Когда ей было восемнадцать лет, а сыну фермера девятнадцать, и он работал у отца на ферме перед тем, как поступить в ветеринарный колледж, молодой человек Ньямбуло попросил ее в жены у ее отца. Родители Ньямбуло пришли к ее родителям и условились с ними, какие деньги он заплатит вместо коров, которых по старому обычаю положено отдавать за невесту. Коров он дать не мог — их у него не было: как и ее отец, он батрачил на ферме Эйзендиков. Смышленый парень. Старый Эйзендик научил его класть кирпичи, и он то чинил что-то на ферме, то строил. Она не сказала сыну фермера, что родители отдают ее замуж.

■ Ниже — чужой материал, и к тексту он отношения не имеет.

PR #1370, opened 2026-08-06
Draft ADR-0099: hooks are bundle-declared turns the system starts

TheConnMan:
Draft ADR defining agent hooks: bundle-declared background turns with a standing prompt, run through the kernel with no user present and no channel reply.

- Trigger vocabulary v1: cron (API sweeper-loop scheduler), bind (control-plane emitted), and the webhook ingress ADR-0079 already decided
- Standing-prompt authorization; approval gates still apply via the existing async card/resume machinery
- Silent turns with a durable run record (ran/skipped/failed); per-(agent, hook) CAS skip serialization; no backfill, no retries
- Per-hook systemPrompt, model, and sealed-env overrides; operator-authority keys stay fenced
- Tier-parity CLI test-fire verb
- No platform frequency caps while the bundle author's keys pay; named as the first requirement of any multi-tenant deployment

Sequences behind ADR-0079's unimplemented contract work. The memory ADR in #1276 names its bootstrap and compaction as the first two consumers of this machinery.

### DIFF
--- a/docs/adr/0099-hooks-are-bundle-declared-turns-the-system-starts.md
+++ b/docs/adr/0099-hooks-are-bundle-declared-turns-the-system-starts.md
@@ -1,0 +1,220 @@
+# 99. Hooks are bundle-declared turns the system starts
+
+Date: 2026-08-06
+
+Status: Draft
+
+## Context
+
+Every turn Curie runs today begins with a user message. `QueuedTurn`
+(`packages/aci-protocol/src/aci_protocol/turn.py`) carries an `author`, a
+`text`, and a `ReplyHandle` whose `placeholder` is required; the kernel
+(`apps/worker/src/curie_worker/kernel.py`) unconditionally edits that
+placeholder as it streams. There is no way for the system itself to start a
+turn: no schedule, no reaction to a platform event, no background work of any
+kind.
+
+Three prior decisions have been converging on this gap without closing it:
+
+- [ADR-0079](0079-inbound-triggers-as-a-new-event-kind.md) (Accepted,
+  unimplemented) decided the wire shape: a `source` field on the queued event
+  (`slack | webhook | cron`), an optional placeholder, and an API ingress at
+  `POST /hooks/{agent}/{hook}`. None of it is built; `QueuedTurn` still has no
+  `source` and `placeholder` is still required.
+- The bundle format already carries a `triggers` authoring extension
+  (`TriggerDeclaration` in `packages/plugin-format/src/plugin_format/models.py`,
+  types `cron` and `webhook`). It is validated at deploy time and consumed by
+  nothing; Epic #29 tracks the runtime that was never started.
+- ADR-0095 (Draft, in review) needs exactly this machinery twice: a memory
+  bootstrap turn when an agent is bound to a channel, and a nightly compaction
+  turn. It deliberately deferred the machinery to this ADR's question: what
+  runs a turn no user started?
+
+So the declaration exists, the wire contract exists on paper, and the first
+two consumers are already specified. What no ADR has decided is the semantics:
+what authorizes such a turn, what prompt, model, and credentials it runs with,
+what happens when a fire overlaps a still-running fire, where the output goes
+when nobody is watching, and how an author tests one before trusting it to a
+schedule.
+
+External systems that solved this converge on a small vocabulary (researched
+2026-08). Durable-execution frameworks (Temporal, Inngest, Restate, Hatchet)
+all offer per-entity serialization keyed by the caller with a named overlap
+policy, and their default for periodic maintenance is "skip if still running."
+Letta's sleep-time agents designate the background agent as the sole heavy
+writer to shared memory rather than locking, and recommend it run the strong
+model, not a cheap one, because consolidation quality compounds. Claude Code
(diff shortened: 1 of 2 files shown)


jw3329 (approved):

yichenzhang-curietech (commented):
Reviewed alongside #1371, since they land together and one of my findings only shows up when you read both.

The research behind this is unusually thorough and the Alternatives section is doing real work, especially the reasoning for skip-over-buffer and for no catch-up. Five things I would want settled before this is Accepted.

**1. The skill tier does not have an API, so it cannot have the scheduler or the run record.**

Consequences says "The scheduler is an API-side loop, so hooks fire wherever the API runs: skill, local, and cluster tiers all get them without substrate-specific plumbing." The skill tier has no API and no Postgres: `curie skill message` talks straight to a local runner container's ACI surface, bypassing the dispatcher and worker by design (cli/CLAUDE.md), and `curie skill` exposes only up/down/status/message/eval/approvals. So there is no loop to host the scheduler and no table to hold a run record.

ADR-0077 already set the precedent for exactly this shape by deciding there are no skill-tier durable approvals and reporting the capability unavailable by design. Suggest saying the same here explicitly: the skill tier gets manual test-fire only, with no schedule and no durable run record. That keeps the tier-parity rule honest rather than quietly unmet.

**2. Skip-on-overlap with no lease can starve a hook permanently.**

"A fire that finds the previous run still in flight records `skipped` and does not queue." If a run never settles because a worker died or a sandbox wedged, the CAS claim stays held and every subsequent fire skips forever. The ADR is right that a skip is a recorded outcome rather than a silent no-op, so it is visible in a query, but visible-and-never-firing-again is still a stall that no component will resolve on its own.

The worker already solved this class: a claim carries a timeout and unfinished work is reclaimed. Suggest the run claim carry a lease, that a claim past its lease be reclaimable, and that the reclaim itself be a recorded outcome so the stall is diagnosable rather than inferred from a gap.

**3. "The author pays" holds for tokens but not for the rest of the cost.**

The v1 argument for no frequency floor is that "the bundle author's schedule burns the bundle author's keys, so the author owns the trade." That is true of model spend and not of anything else. A one-minute cron spawns an operator-funded sandbox every minute, plus queue traffic and scheduler work on the operator's cluster. The asymmetry does not wait for multi-tenancy; it exists as soon as the bundle author and the cluster operator are different people, which is the ordinary case for a deployed agent.

I am not arguing for a platform-wide floor, which the ADR rejects for good reasons. Suggest either an operator-side floor (a values knob, off by default) or, at minimum, naming the operator-borne cost in Consequences so it is a known trade rather than an unnoticed one.

**4. Interaction with the kill switch and with budgets is unstated.**

Both exist today. If an agent is killed or over budget, does a scheduled fire still run? Fail-closed looks obviously correct, but an implementer should not have to derive it, and a hook that keeps firing past a kill switch would be a surprising way to discover the answer.

**5. The frozen-contract change should name its version consequence here.**

`ReplyHandle.placeholder` is `placeholder: str` with no default in `packages/aci-protocol`. Making it optional is a change to a closed schema in the frozen contract. Under the compatibility rule in ADR-0101 and ADR-0103 the version implication is decided by the shape of the change, and it is cheaper to state it in the ADR that causes it than to have the lane discover it at the gate. One sentence in Consequences would do it.

Nothing above changes the shape of the decision, which I think is right. 1 and 2 are the two I would not merge without.

TheConnMan:
Rebased onto main and pushed; the conflict was only the generated ADR index. All five land, taken as follows.

**1.** Correct, and the Consequences claim was wrong as written. The skill tier now gets manual test-fire only: no loop to host the scheduler, no table for a run record, and the schedule and record verbs report the capability unavailable by design, the ADR-0077 shape you point at.

**2.** Taken. The claim carries a lease, a claim held past it is reclaimable by the next fire, and `reclaimed` is its own recorded outcome so the stall is diagnosable rather than inferred from a gap. Same shape as `reclaim_min_idle_ms` and `XAUTOCLAIM` in `stream_consumer.py`.

**3.** Taken as the Consequences sentence rather than a floor. The operator carries the scheduler loop, the queue traffic, and a fresh sandbox per fire, and that asymmetry exists as soon as the author and the operator are different people. The paragraph now also says what is rejected is a platform wide floor, not an operator setting one for their own cluster.

**4.** Fail closed, now stated: a fire for a killed or over budget agent records `blocked` and never starts a turn. That drove the outcome vocabulary too. `skipped`, `blocked`, `reclaimed`, and `failed` stay distinct members, because the question a run record has to answer is why a hook has not run since Tuesday, and that is unreadable if every non-run collapses into one value.

**5.** Substance taken, citation not. ADR-0101 amends ADR-0074, which governs the agent-facing CLI result schemas under `schemas.curietech.ai/cli/`, and ADR-0103's gate is `cli/tests/schema_inventory.rs`. `packages/aci-protocol` is a separate regime with its own frozen-interface rule: bump `PROTOCOL_VERSION` (0.2.0 today), regenerate the three language artifacts, gated by `test_schema_compat.py` and `test_wire_lock.py`. Consequences now names that. Worth noting the optional placeholder is ADR-0079's decision and already Accepted; this ADR only sequences behind it.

И не сказала ему, когда он уезжал в ветеринарный колледж на первый семестр, что, наверное, у нее будет ребенок. Через два месяца после их свадьбы с Ньямбуло она родила дочь. В этом не было ничего позорного: по обычаю, молодой человек мог удостовериться до свадьбы, что избранная им девушка не бесплодна, и Ньямбуло после сговора спал с ней. Но кожа у новорожденной была очень светлой и не потемнела пс чти сразу же, как это бывает у большинства африканских младенцев. И ее головку покрывал легкий прямой пушок вроде того, который окутывает семена некоторых трав вельда. Мутные глазки, которые она открыла, были серые с желтыми крапинками. Глаза Ньямбуло были матового кофейного цвета (такие глаза принято называть черными), того же цвета, что и ноги Тебеди, на которых капли воды переливались голубым перламутром, того же цвета, что лицо Тебеди, точно все состоявшее из двух черных глаз с чистыми белками и живым ясным взглядом.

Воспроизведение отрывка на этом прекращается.